Gutes Onboarding ist kein Luxus, sondern eine Notwendigkeit. Aber manchmal muss es einfach schnell gehen. Wie das funktioniert, zeigen wir hier.

Montagmorgen. Ein neues Teammitglied fängt nächste Woche an und es gibt noch keinen Onboarding-Plan? Kein Problem. Dieser Beitrag zeigt dir, wie du Neuzugänge in letzter Minute an Bord holst – mit Plan und Herz.

Onboarding ist kein Luxus, sondern eine Notwendigkeit

Wahrscheinlich hast du schon länger nach der neuen Kollegin gesucht und endlich hat die perfekte Kandidatin unterschrieben? Gratuliere zum erfolgreichen Recruiting – und lass jetzt bloß nicht nach!

Denn gutes Onboarding ist kein Luxus, sondern eine Notwendigkeit, um Frühfluktuation zu vermeiden und die Einarbeitungsphase effizient zu gestalten. Laut Haufe Onboarding-Studie 2023 verzeichnet mehr als ein Drittel der Arbeitgeber:innen Kündigungen noch vor dem ersten Arbeitstag. Darüber hinaus sind 21 Prozent der HR-Verantwortlichen der Meinung, ein Mangel an professionellem Onboarding führe dazu, dass neue Mitarbeitende das Unternehmen schnell wieder verlassen.

Angesichts dieser Erkenntnisse solltest Du keine Zeit verlieren und eine Stunde in die wichtigsten Schritte investieren, um dein neues Teammitglied mit Plan und Herz rasch an Board zu holen. Gutes  Onboarding spricht sich herum und ist daher essentiell für deine Employer Brand nach innen und außen. Denn jeder wird am Beginn eines neues Jobs gefragt, wie es läuft, und du als Arbeitgeberin hast es in der Hand, wie die Antwort ausfällt!

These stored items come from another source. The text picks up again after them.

PR #550, opened 2021-01-21
ci: add bot to remind users about docs builds if docs have changed

henryiii:
@joerick, you might be interested. Have no idea if it actually works, based on the example here: https://github.com/actions/github-script#comment-on-an-issue .

### DIFF
--- a/.github/workflows/prbot.yml
+++ b/.github/workflows/prbot.yml
@@ -1,0 +1,22 @@
+name: Reminder bot
+on:
+  pull_request:
+    types: [opened, edited]
+    paths:
+    - 'docs/*.md'
+    - 'README.md'
+
+jobs:
+  docs-reminder:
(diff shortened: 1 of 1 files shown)


henryiii:
Honestly, just noticed the readthedocs line in the checks, maybe that's enough if there's a way to get to it from there.

henryiii:
Yes. clicking details jumps to the build. Fine to just do that, I just didn't notice it in the list of checks. ~~How did you set that up?~~ Looks like it's here: https://docs.readthedocs.io/en/stable/guides/autobuild-docs-for-pull-requests.html

Hmmm, have to try that other places. :)

henryiii:
Since there's a spot in the checks for it, and I've added it to my repos so I'm getting used to it, I think that's fine, and this is not needed.

PR #553, opened 2021-01-21
feat: auto32/auto64

### LINKED ISSUE #551: Idea: Arch 32/64 shortcut
When looking at the build matrix here:

https://github.com/deepcharles/ruptures/blob/404957563c0391f073200899b9b041caa9277cc6/.github/workflows/upload-to-pypi.yml#L40-L80

It seems we could have shortcut values for `ARCHS`, "32" and "64", that would select 32 bit and 64 bit native architectures. So on 64 bit Windows or Linux, you could select 32 or 64. On macOS, you could only select 64, 32 would be empty (so an error after #545 unless `--allow-empty` was passed) or we could just make it an error. Same thing for 64 on 32bit OS's. On alternate archs, these remain the "native" on that arch 32/64 values.

I believe @mayeut wanted something like this too? Don't have the issue reference handy for it.

This would take a lot of pressure off the build selector. ARCHS, like BUILD/SKIP, already helps define the build process.

<details><summary>Old version</summary>

```yaml
matrix:
  os: [ubuntu-latest, windows-latest, macos-latest]
  bitness: [32, 64]
  python: [36, 37, 38, 39]
  include:
    # Run 32 and 64 bits version in parallel for Linux and Windows
    - os: windows-latest
      bitness: 64
      platform_id: win_amd64
    - os: windows-latest
      bitness: 32
      platform_id: win32
    - os: ubuntu-latest
      bitness: 64
      platform_id: manylinux_x86_64
    - os: ubuntu-latest
      bitness: 32
      platform_id: manylinux_i686
    - os: macos-latest
      bitness: 64
      platform_id: macosx_x86_64
  exclude:
    - os: macos-latest
      bitness: 32
    - os: windows-latest
      python: 39
steps:
- uses: actions/checkout@v2
  with:
    fetch-depth: 0
  name: Install Python
  with:
    python-version: '3.8'
- name: Install cibuildwheel
  run: |
    python -m pip install --upgrade pip
    python -m pip install cibuildwheel
- name: Build wheels
  env:
    CIBW_BUILD: cp${{ matrix.python }}-${{ matrix.platform_id }}
```

</details>

<details><summary>New version</summary>

```yaml
matrix:
  os: [ubuntu-latest, windows-latest, macos-latest]
  bitness: [32, 64]
  python: [36, 37, 38, 39]
  exclude:
    - os: macos-latest
      bitness: 32
    - os: windows-latest
      python: 39
steps:
- uses: actions/checkout@v2
  with:
    fetch-depth: 0
- name: Build wheels
  env:
    CIBW_BUILD: cp${{ matrix.python }}-*
  run: pipx run cibuildwheel==1.80 --output-dir wheelhouse --archs ${{ matrix.bitness }}
```

</details>

Thoughts? Hopefully @deepcharles doesn't mind me using his yaml as an example. :) Also used pipx for the "new" version, because why not, it's preinstalled. :)

henryiii:
Add `auto32`/`auto64`.

Closes #551.

### DIFF
--- a/cibuildwheel/architecture.py
+++ b/cibuildwheel/architecture.py
@@ -4,7 +4,7 @@ import re
 from enum import Enum
 from typing import Set
 
-from .typing import PlatformName, assert_never
+from .typing import Literal, PlatformName, assert_never
 
 PRETTY_NAMES = {'linux': 'Linux', 'macos': 'macOS', 'windows': 'Windows'}
 
@@ -44,6 +44,10 @@ class Architecture(Enum):
                 result.add(Architecture(platform_module.machine()))
             elif arch_str == 'all':
                 result |= Architecture.all_archs(platform=platform)
+            elif arch_str == 'auto64':
+                result |= Architecture.bitiness_archs(platform=platform, bitiness="64")
+            elif arch_str == 'auto32':
+                result |= Architecture.bitiness_archs(platform=platform, bitiness="32")
             else:
                 result.add(Architecture(arch_str))
         return result
@@ -76,6 +80,26 @@ class Architecture(Enum):
             return {Architecture.x86, Architecture.AMD64}
         else:
             assert_never(platform)
+
+    @staticmethod
+    def bitiness_archs(platform: PlatformName, bitiness: Literal["64", "32"]) -> 'Set[Architecture]':
+        native_architecture = Architecture(platform_module.machine())
+
+        if native_architecture in {Architecture.x86_64, Architecture.aarch64, Architecture.ppc64le, Architecture.s390x, Architecture.AMD64}:
+            if bitiness == "64":
+                return {native_architecture}
+            else:
+                if native_architecture == Architecture.x86_64 and platform != "macos":
+                    return {Architecture.i686}
+                elif native_architecture == Architecture.AMD64:
+                    return {Architecture.x86}
+                else:
+                    return set()
+        elif native_architecture in {Architecture.i686, Architecture.x86}:
+            return {native_architecture} if bitiness == "32" else set()
+        else:
+            # assert_never doesn't work here, oddly, maybe due to set checking above
+            raise RuntimeError("Cannot be reached")
 
 
 def allowed_architectures_check(
--- a/cibuildwheel/architecture.py
+++ b/cibuildwheel/architecture.py
@@ -82,24 +82,16 @@ class Architecture(Enum):
             assert_never(platform)
 
     @staticmethod
-    def bitiness_archs(platform: PlatformName, bitiness: Literal["64", "32"]) -> 'Set[Architecture]':
-        native_architecture = Architecture(platform_module.machine())
+    def bitiness_archs(platform: PlatformName, bitiness: Literal['64', '32']) -> 'Set[Architecture]':
+        archs_32 = {Architecture.i686, Architecture.x86}
+        auto_archs = Architecture.auto_archs(platform)
 
-        if native_architecture in {Architecture.x86_64, Architecture.aarch64, Architecture.ppc64le, Architecture.s390x, Architecture.AMD64}:
-            if bitiness == "64":
-                return {native_architecture}
-            else:
-                if native_architecture == Architecture.x86_64 and platform != "macos":
-                    return {Architecture.i686}
-                elif native_architecture == Architecture.AMD64:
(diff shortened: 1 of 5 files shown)


henryiii:
I've rebased on top of #545 since it looks like that one will go in. When looking at this PR, just look at the last commit. Looks like #545 is based on a slightly older master than I intended, so the `CIBW_ARCHS` README change isn't picked up, so I'll re-rebase when #545 is in.  @joerick I've updated the docs quite a bit on `CIBW_ARCHS`, to be more consistent with the rest of the options, especially now that we have some useful on-all-platforms arch settings. It would be great if we could get this in as the last PR before 1.8.0.

I've also normalized a names in the tests for better consistency; could have gone into #545 but didn't realize it at the time I pushed that one.

henryiii:
@joerick and/or @YannickJadoul Feel free to look at 7ccca9e by itself to speed up the process, as soon as #545 goes in that's what I'll rebase on master.

joerick:
#545 is the last PR for 1.8.0, otherwise we'll never get it out! I think the docs currently on master are fine for documenting the emulation use-case, so we don't need to rush to get this in.

cibuildwheel/architecture.py
```diff
@@ -77,6 +81,26 @@ def all_archs(platform: PlatformName) -> 'Set[Architecture]':
...
+                    return {Architecture.i686}
+                elif native_architecture == Architecture.AMD64:
+                    return {Architecture.x86}
+                else:
+                    return set()
+        elif native_architecture in {Architecture.i686, Architecture.x86}:
+            return {native_architecture} if bitiness == "32" else set()
+        else:
+            # assert_never doesn't work here, oddly, maybe due to set checking above
+            raise RuntimeError("Cannot be reached")
```
joerick, line 102: This looks a little overcomplicated to me... maybe this would work?

```python
    archs_32 = {Architecture.i686, Architecture.x86}
    auto_archs = Architecture.auto_archs(platform)

    if bitness == '64':
        return auto_archs - archs_32
    elif bitness == '32':
        return auto_archs.intersection(archs_32)
    else:
        assert_never(bitness)
```

docs/options.md
```diff
@@ -191,6 +193,9 @@ If not listed above, `auto` is the same as `native`.
 [setup-qemu-action]: https://github.com/docker/setup-qemu-action
 [binfmt]: https://hub.docker.com/r/tonistiigi/binfmt
 
+Platform-specific variants also available:<br/>
+ `CIBW_ARCHS_MACOS` | `CIBW_ARCHS_WINDOWS` | `CIBW_ARCHS_LINUX`
+
```
joerick, line 198: Good catch, I forgot that 👍

docs/options.md
```diff
@@ -172,6 +172,8 @@ Options:
 - macOS: `x86_64` `arm64` `universal2`
 - Windows: `AMD64` `x86`
 - `auto`: The default archs for your machine - see the table below.
+    - `auto64`: Just the 64-bit auto archs (will result in an empty set on a 32-bit runner)
+    - `auto32`: Just the 32-bit auto archs (will result in an empty set on macOS)
```
joerick, line 176: Maybe we could remove the parens here, but add auto64 and auto32 columns to the table below?

cibuildwheel/architecture.py
henryiii: Didn't think of that, very clean. :)

docs/options.md
henryiii: Actually, this was the result of a bad rebase - there are two of these now! 😳

henryiii: I think the "normal" place is here, right before examples, rather than after. I've kept this one.

cibuildwheel/architecture.py
```diff
@@ -77,6 +81,18 @@ def all_archs(platform: PlatformName) -> 'Set[Architecture]':
         else:
             assert_never(platform)
 
+    @staticmethod
+    def bitiness_archs(platform: PlatformName, bitiness: Literal['64', '32']) -> 'Set[Architecture]':
```
joerick, line 85: Oops I thought I put a comment about this earlier, must have deleted it accidentally. I think the word is 'bitness', 'bitiness' :)

joerick (approved):
Looks good!

PR #555, opened 2021-01-23
ci: bump pre-commit with other deps

henryiii:
Let's bump pre-commit repos too when we bump other deps.

Should be testable tomorrow with mypy 0.800.

### DIFF
--- a/.github/workflows/update-dependencies.yml
+++ b/.github/workflows/update-dependencies.yml
@@ -16,6 +16,8 @@ jobs:
       with:
         python-version: 3.9
         architecture: x64
+    - name: Pre-commit update
+      run: pipx run pre-commit autoupdate
     - name: Install dependencies
       run: python -m pip install ".[dev]"
     - name: "Run update: dependencies"


joerick:
Sure, why not. I can see an argument that this should be a separate workflow, to separate runtime and dev dependencies, but I have no idea how often bumping pre-commits will cause errors. I suppose MyPy updates are the most likely to find things to complain about? But I'm happy to try this too.

henryiii:
There is an alternative: you could set this up: https://pre-commit.ci if you'd like. It updates every Monday via PR, and also is a bit faster than the pre-commit GHA check, and will auto-fix if a modifying check (endines, black, etc) make a change. Only downside I've faced so far with it is that doesn't support docker steps (it's already in a container), but we don't have any of those.

joerick:
I've heard good things about https://pre-commit.ci actually. Maybe we should give it a shot? Do you recommend it @henryiii ?

henryiii:
I've liked it so far. I can't use it with clang format due the docker issue, but on pure Python repos I've seen it help out (usually I run pre-commit a lot or have it installed as a hook, so don't have it commit on my PRs much). And I like the auto update PR.

joerick:
Cool, I enabled it. It's also doing the same job as the Github Actions runner, so I suppose we can remove that one?

henryiii:
Yes, we can. Frees up a parallel run. :)

joerick:
I guess we can close this, now that pre-commit.ci is enabled?

henryiii:
Yep

PR #557, opened 2021-01-24
ci: bump get-pip and use python -m pip

henryiii:
Just testing.

TODO:
- keep isort from changing get-pip.

Bumping get-pip is probably not necessary. Didn't realize it was a 20K line change.


henryiii:
Looks like the problem wasn't pip, the separates output confused me; the real problem was a permissions error again.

Zwei essentielle Effekte beim Onboarding

Beim Onboarding geht’s um zwei wichtige Effekte: Erstens kannst du in dieser Phase das neue Teammitglied emotional an Bord holen, psychologische Sicherheit vermitteln und einen herzlichen Empfang bereiten. Zweitens gibst du einen möglichst guten und strukturierten Überblick über das Aufgabengebiet, was die Performance nach der Einarbeitung begünstigt. Der folgende Plan zeigt dir die ersten Schritte, die für dein neues Teammitglied einen großen Unterschied machen werden.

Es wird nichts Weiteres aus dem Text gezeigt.